Elliot and his group (Ed McCully, Roger Youderian, Pete Fleming, and their pilot, Nate Saint) made contact with the Huaorani from their Piper PA-14 airplane using a loudspeaker and a basket to pass down gifts. After several months, the men decided to build a base a short distance from a Huaorani village along the Curaray River. There they were approached one time by a small group of Huaorani and even gave an airplane ride to one curious Huaorani whom they called "George" (his real name was Naenkiwi). Encouraged by these friendly encounters, they began plans to visit the Huaorani. Their plans were preempted by the arrival of a group of about 10 Huaorani warriors, who killed Elliot and his four companions on January 8, 1956. Elliot was the first of the five missionaries killed when he and Fleming were greeting two of those attackers. The bodies of the men were found downstream of the camp.

==Legacy==
Life magazine published a ten-page article on Elliot's and his friends' mission and deaths. After his death, his wife Elisabeth Elliot and other missionaries began working among the Huaorani, where they continued evangelistic work. She published two books, Shadow of the Almighty: The Life and Testament of Jim Elliot and Through Gates of Splendor, which describe the life and death of her husband. In 1991, Jim Elliot Schools was created in Denver, Colorado. In 2004, the school's name was changed to Jim Elliot Christian School. In 1997, the Jim Elliot Christian High School was founded in Lodi, California.

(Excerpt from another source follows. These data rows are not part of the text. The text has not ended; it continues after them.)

PR #12, opened 2016-04-05
WIP: Adds GitHub status for commits (Pt. 2)

jakirkham:
Fixes https://github.com/conda-forge/conda-forge-webservices/issues/9
Closes https://github.com/conda-forge/conda-forge-webservices/pull/11

Second attempts at adding a GitHub status to each commit. Turns out that this is pretty simple to do with GitPython and PyGithub (at least it seems). However, needs to be tested somehow. Also, may need some token permission tweaks. This intended to be extremely basic, but could be built on by others in the future. Some examples below.

* Adding a URL (could point to the posted comment) (tricky as the URL is needed when posting status)
* Could add a pending status. Trick as it might accidentally create two statuses (pending and final).

ref: https://developer.github.com/v3/repos/statuses/
ref: https://github.com/PyGithub/PyGithub/blob/v1.26.0/github/Commit.py#L153
ref: http://gitpython.readthedocs.org/en/stable/tutorial.html#understanding-objects

### DIFF
--- a/conda_forge_webservices/linting.py
+++ b/conda_forge_webservices/linting.py
@@ -38,6 +38,7 @@ def compute_lint_message(repo_owner, repo_name, pr_id):
         repo = Repo.clone_from(repo.clone_url, tmp_dir)
         repo.remotes.origin.fetch('pull/{pr}/head:pr/{pr}'.format(pr=pr_id))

In 2002, a documentary based on the story was released, entitled Beyond the Gates of Splendor. In 2003, a musical based on the story of Jim and Elisabeth Elliot, entitled Love Above All, was staged at the Victoria Concert Hall in Singapore by Mount Carmel Bible-Presbyterian Church. This musical was staged a second time in 2007 at the NUS University Cultural Centre. In 2006, a theatrical movie was released, entitled End of the Spear, based on the story of the pilot, Nate Saint, and the return trip of Saint's son, Steve Saint, attempting to reach the natives of Ecuador.

Susan Martins Miller's book Jim Elliot: Missionary to Ecuador quotes Elliot's journal, which he wrote at Wheaton College: "He is no fool who gives what he cannot keep to gain what (Note: A misquotation of Elliot's journal, which originally read "that which".) he cannot lose".

==Videography==
- "Beyond Gates of Splendor" (2004).